PR #2882, opened 2019-07-30
Split the channels of listfunds into operational and non-operational channels

renepickhardt:
As pointed out [at the end of my most recent video](https://www.youtube.com/watch?v=Gyt4nxRHy04) (describing unilateral channel closes by playing around with the command line and log files) it seems to be really confusing for end users that channels which are not operational anymore are still depicted in the `listfunds` command. (For example to wait 100 blocks before channel data was forgotten in case a reorg happens)

I suggest a fix of this by splitting the channels into `channels` (which now only include channels with `channel_state NORMAL` and which are connected to a peer) and another list of `non operational channels` (which includes all other channels)

The only thing that is still confusing that an `ONCHAIN` fund is still counted twice. This API change should not be breaking as the `channel` field has not been touched but might contain less entries. The channels in the `non operational channels` will however contain two more entries which are the 
`connected` field and the `channel_state`. 

I could drop the `ONCHAIN` Channels from the output as the UTXO is already in the `outputs` field

### DIFF
--- a/wallet/walletrpc.c
+++ b/wallet/walletrpc.c
@@ -18,6 +18,8 @@
 #include <inttypes.h>
 #include <lightningd/bitcoind.h>
 #include <lightningd/chaintopology.h>
+#include <lightningd/channel.h>
+#include <lightningd/channel_state.h>
 #include <lightningd/hsm_control.h>
 #include <lightningd/json.h>
 #include <lightningd/jsonrpc.h>
@@ -580,6 +582,41 @@ static const struct json_command listaddrs_command = {
 };
 AUTODATA(json_command, &listaddrs_command);
 
+static void json_add_channel_state(struct json_stream *response,
+			       const char *fieldname,
+			       const enum channel_state state)
+{
+	json_add_member(response, fieldname, true, "%s", channel_state_str(state));
+}
+
+static void json_add_channel_meta_data(struct json_stream *response, const struct channel *c, const struct peer *p)
+{
+	json_object_start(response, NULL);
+	json_add_node_id(response, "peer_id", &p->id);
+	if (c->state != CHANNELD_NORMAL || !c->connected){
+		json_add_channel_state(response, "state",c->state);
+		json_add_bool(response, "connected", false);
+	}
+
+	if (c->scid)
+		json_add_short_channel_id(response,
+					  "short_channel_id",
+					  c->scid);
+
+	json_add_amount_sat_compat(response,
+				   amount_msat_to_sat_round_down(c->our_msat),
+				   "channel_sat",
+				   "our_amount_msat");
+	json_add_amount_sat_compat(response, c->funding,
+				   "channel_total_sat",
+				   "amount_msat");
+	json_add_txid(response, "funding_txid",
+		      &c->funding_txid);
+	json_add_num(response, "funding_output",
+		     c->funding_outnum);
+	json_object_end(response);
+}
+
 static struct command_result *json_listfunds(struct command *cmd,
 					     const char *buffer,
 					     const jsmntok_t *obj UNNEEDED,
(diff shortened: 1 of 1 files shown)


wallet/walletrpc.c
```diff
@@ -580,6 +582,41 @@ static const struct json_command listaddrs_command = {
 };
 AUTODATA(json_command, &listaddrs_command);
 
+static void json_add_channel_state(struct json_stream *response,
+			       const char *fieldname,
+			       const enum channel_state state)
+{
+	json_add_member(response, fieldname, true, "%s", channel_state_str(state));
```
rustyrussell: json_add_string() is better here: add_member is low-level.

renepickhardt:
> OK, this change is problematic, as it's not backward compatible. 
 
I know I was breaking the API but isn't my change / suggestion as backwards compatible as your proposal of extending the entries in the `channel` field with a `usable` boolean flag? Or why is it less backwards compatible? The `outputs ` and `channel` fields are not touched. just some entries are moved away from the `channel` field which IMHO should never have been there to begin with.

I can change my proposed API but my feeling was that also for users it is very confusing to have non operational channels within the list funds command.  Thus I would like to get a response to my concern before doing so. 

Also it is not the first time that the API of list-funds breaks. I just updated to lightning-0.7.1 and [this simple shell script](https://github.com/renepickhardt/lightning-helpers/blob/master/listfunds/listfunds.sh) does not work anymore (have not looked why). To be fair in todays world a plugin would be better to replace this plugin, also I realized that the output of this script have been wrong as funds could appear in the `channel` field as well as the `outputs` field.

rustyrussell:
> Also it is not the first time that the API of list-funds breaks. I just updated to lightning-0.7.1 and [this simple shell script](https://github.com/renepickhardt/lightning-helpers/blob/master/listfunds/listfunds.sh) does not work anymore (have not looked why). 

We added a space in our JSON formatting.  (`channel_sat" : 40565` not `channel_sat": 40565`).  Still, it's a regression, and I'll fix it, thanks for the report!

rustyrussell:
> I know I was breaking the API but isn't my change / suggestion as backwards compatible as your proposal of extending the entries in the `channel` field with a `usable` boolean flag? Or why is it less backwards compatible? The `outputs ` and `channel` fields are not touched. just some entries are moved away from the `channel` field which IMHO should never have been there to begin with.

You're always allowed to add new fields.  Removing them is an API break.

Your change removed entries from `channels`, which is a breaking change.  If we wanted to do this, we'd have to leave them there until we deprecate them, and have an additional array.  During the transition, non-operation channels would appear in both.

Hence the simple flag.  BTW, your script should use `jq`: it's a complex tool, but easily allows shell scripts to deal with JSON like this.

renepickhardt:
> You're always allowed to add new fields. Removing them is an API break.

This is how I intuitively would have understood it. Which is why I added a new field "non operational channels" instead of splitting the channel field into two lists "operational" and "non operational" ones. 

Sorry just learning that stuff as I am a mathematician and no software engineer. That is why I have to ask again. I did not remove a field I just removed the data / entries (potentially falsely?) listed in that field. That is already considered not to be backwards compatible? I made that choice because I thought explicitly this is backwards compatible. For example my shell script should not break with that change (which obviously is not an ultimate backwards compatibility test) but this is what I had in mind. 

Will create the boolean field though it might make sense to just add the channel status instead of my interpretation whether the channel is usable or not. What do you think? 

> BTW, your script should use jq: it's a complex tool, but easily allows shell scripts to deal with JSON like this.

As for my script and jq. I usually use jq but I wanted this script to work for newbies and be able to run without installing any dependencies and they might not have jq installed

ZmnSCPxj:
>  I did not remove a field I just removed the data / entries (potentially falsely?) listed in that field. That is already considered not to be backwards compatible?

Possibly yes: there may exist scripts that expect to find non-operational channels in the `channels` list, for some reason, and would have to be modified after this.  Not a big backwards-compat issue, but still a potential backwards-compat break.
══════════
WHAT TO DO
Please, from the material above, copy only the lines from the line with "I suggest a" up to and including the line with "field and the", exactly as written.

FINAL ANSWER
I suggest a fix of this by splitting the channels into `channels` (which now only include channels with `channel_state NORMAL` and which are connected to a peer) and another list of `non operational channels` (which includes all other channels)

The only thing that is still confusing that an `ONCHAIN` fund is still counted twice. This API change should not be breaking as the `channel` field has not been touched but might contain less entries. The channels in the `non operational channels` will however contain two more entries which are the 
`connected` field and the `channel_state`. 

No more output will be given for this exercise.